When winter came, they returned to Shelter Island and married later in 2009. “I worked for my dad at Fokine Construction for a few months,” Dan said, “and then took a position at the Cornell Cooperative in Riverhead. “I worked there for less than a year. I felt like if I was going to live here on Shelter Island, I wanted to live here. I was away so much. Riverhead was like 12 hours a day. If I was going to live here, I wanted to work here and so I stopped. I’ve been working for my dad ever since.”
But their farm experience stayed with them both. “When I moved back here,” explained Dan. “I still wanted to do farming type stuff.” He wanted to rent land, start some kind of project, “but it always came down to the fact that there was no place for me as a small scale producer to sell my product. If you grow raspberries, where do you sell them? On the road, but if you don’t have a roadside stand, if you don’t own property, then what? So we have a lot of reasons to do a farmer’s market. In a farmer’s market, you can do that, sell things on a small scale.”
A market wouldn’t be for Dan alone, of course; it would allow any Islander to turn his or her gardening hobby into a small business for a small investment. Vendors have to commit only to taking a booth, which makes the investment a reasonable one and, Dan thought, “kind of fun.”
So the year before last, as Bri told the story, “We looked at each other one day and said, ‘Let’s just do it.’ We dove in and looked at a bunch of stuff, including the website for the New York Federation of Farmers Markets. We got the ball rolling. We made phone calls. We were looking for a venue.”

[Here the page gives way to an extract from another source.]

PR #735, opened 2020-11-09
item crawler hash table walk mode

dormando:
code compiles but not tested/completed yet.

specifying 'hash' instead of 'all' will make the LRU crawler iterate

The most positive experience they had was that whenever they mentioned “a farmer’s market,” Islanders would always remember the one that used to be held at George’s IGA on Friday afternoons and their recollections were always positive. But for more than a year, their search for a site was fruitless — until the Historical Society entered the picture.
Bri was volunteering there this past winter and discovered that Pat Mundus, the Society’s director, was on the committee for Slow Food East End. Their conversations moved inevitably to the possibility of a market and, as Bri described the process, “Almost immediately it was like, ‘Let’s do it!’” The Society board was supportive and became their non-profit backer.
Both Bri and Dan — who also happens to be one of two Democratic candidates for a seat on the Town Board in this fall’s elections — are now the unpaid managers of the new endeavor. “We’re doing this as volunteers,” Dan said. “We’re the only farm managers on the East End of Long Island that aren’t paid.” And they prefer it that way. For them to be paid, “It would require the market to charge vendors more and we really wanted to keep the prices low. We wanted to encourage individuals to participate. Greenport had to do an immense amount of fundraising to pay their manager and we don’t have the time for that.”
“And it changes the paradigm,” he added. “If you ask for money, if you have sponsors, you’re beholden to their interests. Doing something for free gives you the freedom to make choices.”
And so this coming Saturday, when the market opens for the first time at 10:30 in the morning, all of us will know who to thank. It will continue every Saturday through October 8.